- _Requirement_
Only the lines of the data below from the one with "- Restore-target resolution" through the one with "for scheduled restore-checks." are wanted. Repeat them exactly.

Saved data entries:
■ ■ ■ ■ ■

Issue #719, opened 2020-06-02
undefined: oto.NewPlayer


waltrapa:
$ go version
go version go1.14.3 linux/amd64

At try to build https://github.com/EngoEngine/engo/tree/master/demos/hello-world fail:
$ go build hello.go 
$# github.com/EngoEngine/engo/common
../../../src/github.com/EngoEngine/engo/common/audio.go:93:21: undefined: oto.NewPlayer

oto example https://github.com/hajimehoshi/oto/blob/master/example/main.go build and run perfect.

Asday:
https://github.com/hajimehoshi/oto/issues/76

otraore:
Fixed via #720. Thanks for bringing attention to the issue! Let us know if you're still having any issues.

PR #720, opened 2020-06-02
Fix audio system by using updated Oto API

otraore:
- Remove deprecated `oto.NewPlayer()` for the `oto.NewContext()` => `context.NewPlayer()`api
- Update doc for `NotResizeable` to be more accurate since it's false by default
- Update `go.mod` for June 2, 2020


otraore:
Fixes #719

PR #427, opened 2026-04-15
Security: Path traversal allows arbitrary file download outside temporary extraction directory

tomaioo:
## Summary

Security: Path traversal allows arbitrary file download outside temporary extraction directory

## Problem

**Severity**: `High` | **File**: `app/api/archive_download.py:L33`

The download helper constructs `extracted_file_path` using `os.path.join(temp_dir, file_path.lstrip('/'))` and then serves it if it exists. This does not prevent `..` path segments, so a crafted `file_path` like `../../etc/passwd` can escape `temp_dir` and potentially expose arbitrary server files via `FileResponse`.

## Solution

Normalize and validate the resolved path before serving: use `resolved = os.path.realpath(os.path.join(temp_dir, file_path))` and ensure `resolved.startswith(os.path.realpath(temp_dir) + os.sep)`. Reject any path that escapes the extraction directory. Consider using `pathlib.Path.resolve()` with strict parent checks.

## Changes

- `app/api/archive_download.py` (modified)


karanhudia:
@tomaioo Ruff format check seems to be failing.

PR #708, opened 2026-06-27
feat(repositories): allow ssh:// repositories for managed agents

ioanalytica:
## Description

Agent-owned repositories are rejected for any `ssh://` path, a
`connection_id`, or `execution_target=ssh`
(`_reject_agent_repository_ssh_target`). However, the **execution path
already fully supports ssh:// for agents**:

- `agent/borg_ui_agent/backup.py` (`BackupCreatePayload.build_command`)
  uses the `borg` (v1) binary for `borg_version == 1`, passes the
  repository path verbatim, and appends `--remote-path` when set.
- `app/services/repository_executor.py` puts `path`, `borg_version` and
  `remote_path` into both the backup and repository-operation payloads.
- The runtime gate `validate_agent_backup_repository` does not inspect the
  path scheme at all.

So an agent can already run `borg -r ssh://… --remote-path=borg-1.4
create/check` over its own mounted SSH key — only the create/import
**validation guard** prevented configuring it. In practice this blocks the
common, fast setup of backing up node-local data to a **Hetzner Storage
Box via server-side borg-1.4** (ssh), forcing borg2+sftp (dumb storage,
much slower) instead.

### Change
Narrow the guard to reject only a **server-managed `connection_id`** (an
`ssh_connections` row that only the server can use). `ssh://` paths and
`execution_target=ssh` are now accepted for agent repositories; the agent
supplies its own SSH credentials.

### Notes
- The two existing tests assert `connection_id` rejection and remain green.
- Added `test_create_agent_repository_accepts_ssh_path`.
- `_create_agent_repository_record` still records `repository_type="local"`
  for agent repos; that's metadata (the agent backs up via `path`), so it's
  left unchanged — happy to derive it from the scheme if you'd prefer.

## Type of Change
- [x] New feature (non-breaking)

## Testing
- `tests/unit/test_api_repositories.py`

## Summary by CodeRabbit

* **Bug Fixes**
  * Agent-managed repository creation now supports `ssh://...` paths with `execution_target="ssh"` when no server-side connection is specified.
  * Repository details are now persisted correctly for agent-based SSH setups, including the SSH URL and related remote/Borg information.
* **Tests**
  * Added a unit test covering agent-managed `ssh://...` repository creation and verifying the saved execution/executor settings.

### DIFF
--- a/app/api/repositories.py
+++ b/app/api/repositories.py
@@ -2006,11 +2006,16 @@ def _reject_agent_repository_ssh_target(
     connection_id: Optional[int],
     execution_target: Optional[str],
 ) -> None:
-    if (
-        connection_id
-        or (path or "").strip().startswith("ssh://")
-        or (execution_target or "").strip().lower() == "ssh"
-    ):
+    """Reject only a server-managed SSH connection for an agent repository.
+
+    An agent reaches its repository over its OWN SSH setup (mounted key /
+    known_hosts), so ``ssh://`` paths and ``execution_target="ssh"`` are fully
+    supported: the agent backup/operation payload already carries the path +
+    remote_path and the agent runs ``borg ... --remote-path`` itself. Only a
+    server-managed ``connection_id`` (an ``ssh_connections`` row that only the
+    Borg UI server can use, not the agent) stays unsupported.
+    """
+    if connection_id:
         raise HTTPException(
             status_code=400,
             detail={"key": "backend.errors.repo.agentRepositorySshUnsupported"},
--- a/tests/unit/test_api_repositories.py
+++ b/tests/unit/test_api_repositories.py
@@ -904,6 +904,60 @@ class TestRepositoriesCreate:
         assert repo.connection_id is None
         assert repo.repository_type == "local"
 
+    def test_create_agent_repository_accepts_ssh_path(
+        self, test_client: TestClient, admin_headers, test_db
+    ):
+        """Agent repos may target ssh:// with an explicit ``execution_target=ssh``;
+        the agent uses its own SSH credentials, so the server accepts it."""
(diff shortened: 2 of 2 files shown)


karanhudia:
[codex] Initial triage from BOR-185: I verified the current head `4e6d07cc` locally. `CodeRabbit` is passing; the current test already covers `execution_target="ssh"` with an agent-owned `ssh://` repository, so the earlier nitpick looks stale. Local checks run: `.venv/bin/python -m pytest tests/unit/test_api_repositories.py` (136 passed), `.venv/bin/ruff check app tests`, and `.venv/bin/ruff format --check app tests`. This still needs maintainer review/merge decision.

karanhudia:
This needs a UI follow-up.

When a Managed Agent is selected, users should be able to choose an agent-accessible remote repository target through the UI, similar to how Borg UI exposes Remote Machines for server-managed SSH repositories.

That likely means managed agents need to report the remote repository targets / SSH destinations they have access to, and the repository wizard should let users select one instead of requiring a manually typed `ssh://...` URL.

Otherwise the backend capability in this PR is not reachable through the intended product flow.

I will merge this so that you are not blocked, but I would appreciate a UI follow-up.

ioanalytica:
Thanks, Karan — and thanks for merging both PRs. You are right that the backend capability is not reachable through the intended product flow on its own. I will take the UI follow-up on as soon as I can: managed agents advertising the remote/SSH targets they can reach, and the repository wizard letting users pick one instead of hand-typing an `ssh://…` URL. I will open it as a separate PR and would be glad to sync on the approach (how agents should report their reachable targets) before going deep. Thanks again for the quick and thoughtful review.

PR #721, opened 2026-07-03
feat(repositories): UI support for agent-owned ssh:// repositories (follow-up to #708)

ioanalytica:
## Context

Follow-up to #708. That PR let the backend accept `ssh://` repositories owned by
a managed agent; this PR adds the UI and the agent-side plumbing so the flow
works end-to-end. It also opens a design question I'd rather think through
**together with you** than settle unilaterally — see *Architecture* below.

## The idea

There are hosts that are already prepared — by other means (Ansible, Kubernetes
pods, …) — to run Borg backups:

* they **know** the repository assigned to them,
* they hold SSH keys registered at the repository target,
* they have a `BORG_PASSPHRASE` ready.

In short: such a host can already operate its own repository with no further
configuration. That makes it an **ideal managed agent** — it can simply *tell*
borg-ui what the UI needs to know, instead of the UI having to provision SSH
connections and secrets for it.

The one thing deliberately **not** sent to the server is the secret
(`BORG_PASSPHRASE`) — the server doesn't need it, so it never learns it.

## What this PR does

* **The agent advertises its own repository.** New WS command
  `agent.repository_defaults` (+ endpoint
  `GET /managed-machines/agents/{id}/repository-defaults`): the agent reports its
  `$BORG_REPO` / `$BORG_REMOTE_PATH`, and whether a `$BORG_PASSPHRASE` is set —
  as a **boolean, never the value**.
* **The wizard auto-fills from that.** For an agent-owned repo the wizard keeps
  the full `ssh://` URL (instead of splitting it into a server SSH connection +
  path) and pre-fills repo path / remote-path from what the agent advertised; it
  warns when the agent reports nothing of its own.
* **Passphrase optional, with a server-side safeguard.** Since the agent runs
  every Borg operation itself, the server never needs the passphrase. The field
  becomes optional for agent repos — but only if the agent confirmed (via the
  boolean above) that it *has* one; otherwise create is refused, so you can't end
  up with an encrypted repo nobody can open.
* **Guards narrowed.** The remaining "agent repos can't use `ssh://` targets"
  guards now reject only a *server-managed* `connection_id` (repository create +
  backup-plan routing, front and back end).

**Security invariant:** every Borg operation for an agent-owned repo runs on the
agent with its own `$BORG_PASSPHRASE`. No secret ever reaches the server.

## Architecture — worth discussing together

This works and I'm running it, but it introduces a *model*: **a managed agent
that owns, and is self-sufficient about, its repository.** That's a slightly
different mental model from the current "server provisions everything" one, and I'd
rather align on it with you than push a shape you may want different. Points I'd
value your take on:

* Is "the agent advertises its repo defaults on demand" the right mechanism, or
  would you prefer the agent to register its repository explicitly at enrolment?
* Is a `has_passphrase` **boolean** the right amount for the server to know about
  the secret, or would you model that trust boundary differently?
* Browse / download / restore for a repo whose passphrase the server never holds
  all dispatch to the agent today — is that how you'd want it surfaced in the UI?

Treat this as a proposal to refine, not a fait accompli — happy to iterate.

## Notes

* Restore for agent-owned repos still has a permissions issue that's being scoped
  separately; it's not part of this PR. Backup, listing and browse work.

## Summary by CodeRabbit

* **New Features**
  * Added an admin-only endpoint for managed agents to report repository defaults (repo, remote path, and passphrase availability).
  * Repository wizard now fetches and uses these defaults for agent-managed setups.

* **Bug Fixes**
  * Encrypted repository checks now rely on whether the agent reports passphrase availability.
  * Improved handling of managed-agent SSH repository URLs in route planning/preview and wizard edit mode.
  * Passphrase validation rules were refined for agent vs non-agent targets; added user warnings when agent repo info is unknown.

* **Tests**
  * Updated and extended repository wizard tests for repository-defaults retrieval and URL preservation.

* **Documentation**
  * Added new user-facing translations for the new warning/error messages.

### DIFF
--- a/agent/borg_ui_agent/session.py
+++ b/agent/borg_ui_agent/session.py
@@ -2,6 +2,7 @@ from __future__ import annotations
 
 import json
 import logging
+import os
 import socket as socket_module
 import threading
 import time
@@ -333,6 +334,10 @@ class AgentSessionRuntime:
             self._handle_diagnostics(client, payload)
             return
 
+        if command == "agent.repository_defaults":
+            self._handle_repository_defaults(client, payload)
+            return
+
         if command == "cancel":
             # Signal the worker running this job so it actually stops; the worker
             # emits the job_canceled frame itself as it unwinds.
@@ -405,6 +410,21 @@ class AgentSessionRuntime:
         with self._registry_lock:
             self._cancel_events.pop(job_id, None)
             self._pending_cancels.discard(job_id)
+
+    def _handle_repository_defaults(
+        self, client: SessionCommandClient, payload: dict[str, Any]
+    ) -> None:
+        """Report the agent's own environment-configured repository target
+        (``$BORG_REPO`` / ``$BORG_REMOTE_PATH``) so the UI can pre-fill the
+        repository form, plus whether a ``$BORG_PASSPHRASE`` is set — a boolean,
+        never the passphrase value itself."""
+        client.send_result(
+            {
+                "repo": os.environ.get("BORG_REPO"),
+                "remote_path": os.environ.get("BORG_REMOTE_PATH"),
+                "has_passphrase": bool(os.environ.get("BORG_PASSPHRASE")),
+            }
+        )
 
     def _handle_filesystem_browse(
         self, client: SessionCommandClient, payload: dict[str, Any]
--- a/app/api/managed_machines.py
+++ b/app/api/managed_machines.py
@@ -544,6 +544,48 @@ async def browse_agent_machine_filesystem(
     )
 
 
+@router.get("/agents/{agent_machine_id}/repository-defaults")
+async def get_agent_machine_repository_defaults(
+    agent_machine_id: int,
+    _: User = Depends(require_managed_agents_admin_user),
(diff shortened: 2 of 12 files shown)


ioanalytica:
Re the nitpick suggesting Storybook coverage for the agent-repo warning banner (`RepositoryWizard.tsx` ~1069–1123): skipping, with a reason.

The banner is rendered by the parent `RepositoryWizard` (right before `<WizardStepLocation>`), gated on `agentRepoAdvertised` — which is `RepositoryWizard`'s own state, not a prop of `WizardStepLocation`. So a `WizardStepLocation` story structurally can't exercise it, and there's no `RepositoryWizard` story today (it's a full dialog with substantial API/query/analytics wiring). Adding Storybook coverage for this banner is out of scope for this PR.

karanhudia (approved):
Approving. CI is green, the PR is mergeable against current main, and there are no unresolved review threads. Remaining notes are non-blocking/out of scope; the agent-owned ssh:// repository flow looks acceptable to merge.

PR #723, opened 2026-07-05
fix(auth): don't 500 on password login for users without a local password

ioanalytica:
`verify_password` raised `ValueError: Invalid salt` when a user's stored `password_hash` is missing or not a valid bcrypt hash — e.g. OIDC-only users have no local password — surfacing as a **500** on `POST /api/auth/login` instead of a clean 401. This returns False for a missing/invalid hash so the login fails normally. Adds unit coverage for empty/None/invalid hashes.

## Summary by CodeRabbit

* **Bug Fixes**
  * Improved password verification so missing, empty, or invalid stored hashes now safely fail instead of causing login errors.
  * Prevented invalid password hash formats from surfacing as server-side failures during sign-in.

* **Tests**
  * Added coverage for missing, empty, malformed, and valid password hash cases to confirm login behaves correctly.

### DIFF
--- a/app/core/security.py
+++ b/app/core/security.py
@@ -43,11 +43,22 @@ LOGIN_CHALLENGE_EXPIRE_MINUTES = 10
 TOTP_SETUP_EXPIRE_MINUTES = 15
 
 
-def verify_password(plain_password: str, hashed_password: str) -> bool:
-    """Verify a password against its hash"""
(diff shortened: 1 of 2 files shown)


karanhudia (approved):
Reviewed: narrow auth bug fix for invalid/missing password hashes; CI is green and mergeability is clean.

PR #724, opened 2026-07-05
fix(oidc): accept dict-shaped group/role claims (e.g. Zitadel)

ioanalytica:
`normalize_groups_claim` only handled list/string claims; a **dict** claim fell through to `[]`. Zitadel emits project roles as `urn:zitadel:iam:org:project:roles: {"admin": {...}, ...}` (role names as keys), so the admin allow-list never matched and OIDC admins were mapped as viewers. This treats a dict claim's keys as the group names (list/string paths unchanged). Adds unit tests incl. the Zitadel shape.

## Summary by CodeRabbit

* **Bug Fixes**
  * Improved support for OIDC group and role claims coming in as dictionary-shaped data, so group names are now recognized correctly.
  * Fixed claim normalization so empty, blank, and unsupported values are ignored consistently, while valid entries are preserved.
  * Added coverage to ensure common claim formats are handled reliably.

### DIFF
--- a/app/core/oidc.py
+++ b/app/core/oidc.py
@@ -389,6 +389,16 @@ def normalize_role_claim(value: Any) -> Optional[str]:
 
 
 def normalize_groups_claim(value: Any) -> list[str]:
+    if isinstance(value, dict):
+        # Some IdPs express roles/groups as an object keyed by the group name
+        # rather than a list — notably Zitadel's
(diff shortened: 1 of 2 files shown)


karanhudia (approved):
Reviewed: narrow OIDC claim normalization fix for dict-shaped group claims; CI is green and mergeability is clean.

PR #729, opened 2026-07-06
Make the managed-agent line functional (archive naming, browse/download, orphan recovery)

ioanalytica:
The managed-agent path (agents running borg on remote nodes, reporting back over
the WebSocket control channel) had a chain of bugs that made browse, download and
failure-recovery effectively non-functional. This PR fixes that line end to end.

The fixes are interdependent and build on each other, so the individual commits
are kept — please **review commit-by-commit**; each is a self-contained bug with
its root cause and fix in the commit body.

## Fixes, in order

1. **capture resolved archive name from `borg create --json`** — agents stored the
   unresolved `{now:…}` name template instead of the archive borg actually created,
   so browse/restore/delete/prune could never match the real archive.
2. **surface archive file-download errors as a toast instead of raw JSON** — the
   download navigated the browser to the URL, so any backend error rendered as a
   raw JSON page; fetch as a Blob and surface errors properly.
3. **reap orphaned in-flight agent jobs on a timer** — a job whose agent session
   died mid-run stayed `running` forever and wedged the repository via admission
   control; a background reaper terminally fails such jobs.
4. **fail orphaned request-scoped repository jobs instead of restarting them** —
   extract/list/info have no receiver once their HTTP request has timed out;
   restarting them on reconnect re-ran work for nobody and re-broke the agent
   session. Fail them terminally; keep retry-on-reconnect only for durable jobs
   (backups, maintenance, rclone_sync).
5. **stream archive file downloads over HTTP instead of base64-over-WS** — extract
   returned the whole file base64-encoded in a single WebSocket message, breaking
   the session for anything past the WS message limit (and taking concurrent jobs
   down with it). New agents advertise an `artifact.upload` capability and stream
   `borg extract --stdout` straight to a new artifact endpoint, proxied to the
   client via a StreamingResponse (any size, constant memory, no disk buffer),
   with a download activity/progress toast and busy-disable in the UI.

## Backward compatibility

All server changes remain compatible with older agents: the streaming download is
gated on an agent capability and falls back to the previous base64 path. Nothing
here breaks agents that predate this PR.

## Testing

Unit tests added (artifact relay, job reaper, request-scoped classification, agent
streaming upload, download UI). Verified end-to-end on a live managed-agent
deployment (Hetzner Storage Box over ssh, borg1): browse, small and large (85 MB
etcd snapshot) downloads with live progress, and automatic orphaned-job recovery.

## Summary by CodeRabbit

* **New Features**
  * Added streaming artifact uploads/downloads for capable agents, including an HTTP artifact relay and a streaming archive download path with first-byte/idle timeouts.
  * Introduced an agent job reaper to automatically fail stale in-flight jobs (avoids requeueing for request-scoped operations).
  * Extended archive download UI for richer preparation/progress/completion states and size-aware progress.

* **Bug Fixes**
  * Improved backup completion reporting to show the resolved archive name when available.
  * Hardened artifact transfer handling for missing consumers and cancellation/timeout scenarios.

* **Maintenance**
  * Updated package version to 0.1.1.


ioanalytica:
@coderabbitai review

karanhudia (approved):
Approving. CI is green, the PR is mergeable against current main, and there are no unresolved review threads. This is a larger managed-agent behavior change, so after merge/deploy we should monitor archive downloads, artifact streaming, and stale-job reaping.

PR #730, opened 2026-07-06
feat(restore): delegate managed-agent restores and restore-checks to the agent

ioanalytica:
Both ad-hoc restores and scheduled restore-checks ran `borg extract` **server-side**, which cannot work for agent-only repositories: the server has no access to the node's filesystem (and, for agent-owned repos, often not to the repository either). This PR makes the restore path agent-aware, mirroring how backups are already delegated to the agent.

## What it does

- Adds a shared `repository.restore` agent job kind. The agent runs `borg extract` **on the node**, with `cwd` set to the resolved restore target, streams progress back over the control channel, and — for restore-checks — verifies the canary on the node.
- `restore_service` and `restore_check_service` detect `executor_type=agent` repositories and delegate through the new job kind instead of extracting locally. Non-agent repositories keep the existing server-side path unchanged.
- Restore-target resolution supports a throwaway temp dir (used by restore-checks, cleaned up afterwards) and a caller-supplied destination on the node.

## Components

- `agent/borg_ui_agent/repository_ops.py` — `repository.restore` execution: extract on the node, progress streaming, cancellation, canary verification.
- `agent/borg_ui_agent/runtime.py` — register the `repository.restore` capability + handler.
- `app/services/restore_service.py` — `_is_agent_restore` / `_execute_agent_restore` delegation + await of the agent job.
- `app/services/restore_check_service.py` — agent branch for scheduled restore-checks.
- `app/services/repository_executor.py`, `app/services/job_admission.py` — wire the new job kind through the executor and admission control.

## Testing

- Unit: `tests/unit/test_agent_restore.py`, `tests/unit/test_restore_agent_delegation.py`, `tests/unit/test_restore_service.py` — **42 passing**, `ruff` clean.
- Validated end-to-end on a real Kubernetes node: an agent-only repository restore extracted the selected file on the node (writable destination) via the delegated job.

## Note

The restore extracts into the destination on the node, so that path must be writable by the agent. Restoring into a read-only mount makes borg skip the file with a warning — a deployment concern, not a restore-path issue.

## Summary by CodeRabbit

* **New Features**
  * Added managed repository restore jobs with agent capability discovery, progress mirroring, canary-based verification, and user cancellation support.
  * Enabled restore job support across admission, executor capability validation, and repository restore checks (including delegated agent-executor flow).

* **Bug Fixes**
  * Improved restore/verification handling by treating Borg warning exit codes as non-fatal and enforcing safe, within-root canary/path validation.
  * Ensured temporary restore destinations are cleaned up after completion.

* **Tests**
  * Added unit coverage for restore command generation (Borg 1/2), agent delegation/routing, canary verification outcomes, and timeout/notification behavior.


ioanalytica:
@coderabbitai review

Squashed to a single commit; the four earlier findings are addressed (borg2 `--progress`, `--` before restore paths, bounded agent-restore/​restore-check waits, and mirrored restore notifications).

ioanalytica:
@coderabbitai review

Addressed the remaining nitpick in `bedc51de`: the agent-restore wait test now derives its fake clock from `_AGENT_RESTORE_CLAIM_TIMEOUT_SECONDS` instead of hardcoded magic numbers, so it stays correct if the timeout constant changes. Amended into the single squashed commit.

karanhudia (approved):
Approving. CI is green, the PR is mergeable against current main, and the previously raised restore-delegation concerns have been addressed in later commits. Since this enables managed-agent restore execution, we should monitor the first restore and restore-check runs closely after deploy.

PR #734, opened 2026-07-07
fix(agent): keep idle agents live via a WS heartbeat message

ioanalytica:
## Problem

Managed agents keep their WebSocket alive with **protocol-level** pings, which the server library auto-pongs. But those pings never reach application code, so the server's `last_seen_at` only advances when the agent is actively `POST /heartbeat`-ing during a job (the 5s `should_cancel` check).

An **idle-but-healthy** agent therefore freezes at "time of last job" and looks stale — even though its WS is connected and fine. On a busy cluster, every agent's `last_seen_at` sat hours in the past while all were online.

## Fix

- **Agent** (`session.py`): the idle recv-timeout branch — which fires every ~30s and keeps running even while a job runs in a worker thread — now also sends an application-level `{"type": "heartbeat"}` frame, alongside the existing protocol ping.
- **Server** (`agents.py` `_handle_agent_session_message`): handles `heartbeat` by refreshing `last_seen_at` and marking the agent `online`.

`last_seen_at` now reflects real "last contact" instead of "last job", which is a prerequisite for liveness-based orphaned-job handling.

## Tests

- `test_agent_heartbeat.py`: the session handler refreshes `last_seen_at` / status on a `heartbeat` message.
- `test_agent_runtime.py`: the session emits an app heartbeat on an idle recv timeout (existing idle-ping test updated for the new frame).

## Summary by CodeRabbit

* **Bug Fixes**
  * Agent sessions now send a lightweight heartbeat during idle periods, helping keep connections alive more reliably.
  * Heartbeat messages are now recognized by the backend and update agent status and last-seen time correctly.
  * Improved idle-session handling so agents stay marked online instead of being treated as inactive.

### DIFF
--- a/agent/borg_ui_agent/session.py
+++ b/agent/borg_ui_agent/session.py
@@ -233,11 +233,20 @@ class AgentSessionRuntime:
                 try:
                     raw_message = socket.recv()
                 except (TimeoutError, WebSocketTimeoutException):
-                    # Idle keep-alive ping. The key property of this loop is that
-                    # it stays in recv() *even while a job runs in a worker
-                    # thread*, so websocket-client keeps auto-ponging the server's
-                    # pings and the session survives long backups/checks.
+                    # Idle keep-alive. The key property of this loop is that it
+                    # stays in recv() *even while a job runs in a worker thread*,
+                    # so websocket-client keeps auto-ponging the server's pings
+                    # and the session survives long backups/checks.
+                    #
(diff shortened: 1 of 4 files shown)


karanhudia (approved):
Approving. CI is green, the PR is mergeable against current main, there are no unresolved review threads, and the app-level heartbeat is a small targeted fix for idle managed-agent liveness. Good to merge before the larger agent session changes.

■ ■ ■ ■ ■

- _Reply to the task_
- Restore-target resolution supports a throwaway temp dir (used by restore-checks, cleaned up afterwards) and a caller-supplied destination on the node.

## Components

- `agent/borg_ui_agent/repository_ops.py` — `repository.restore` execution: extract on the node, progress streaming, cancellation, canary verification.
- `agent/borg_ui_agent/runtime.py` — register the `repository.restore` capability + handler.
- `app/services/restore_service.py` — `_is_agent_restore` / `_execute_agent_restore` delegation + await of the agent job.
- `app/services/restore_check_service.py` — agent branch for scheduled restore-checks.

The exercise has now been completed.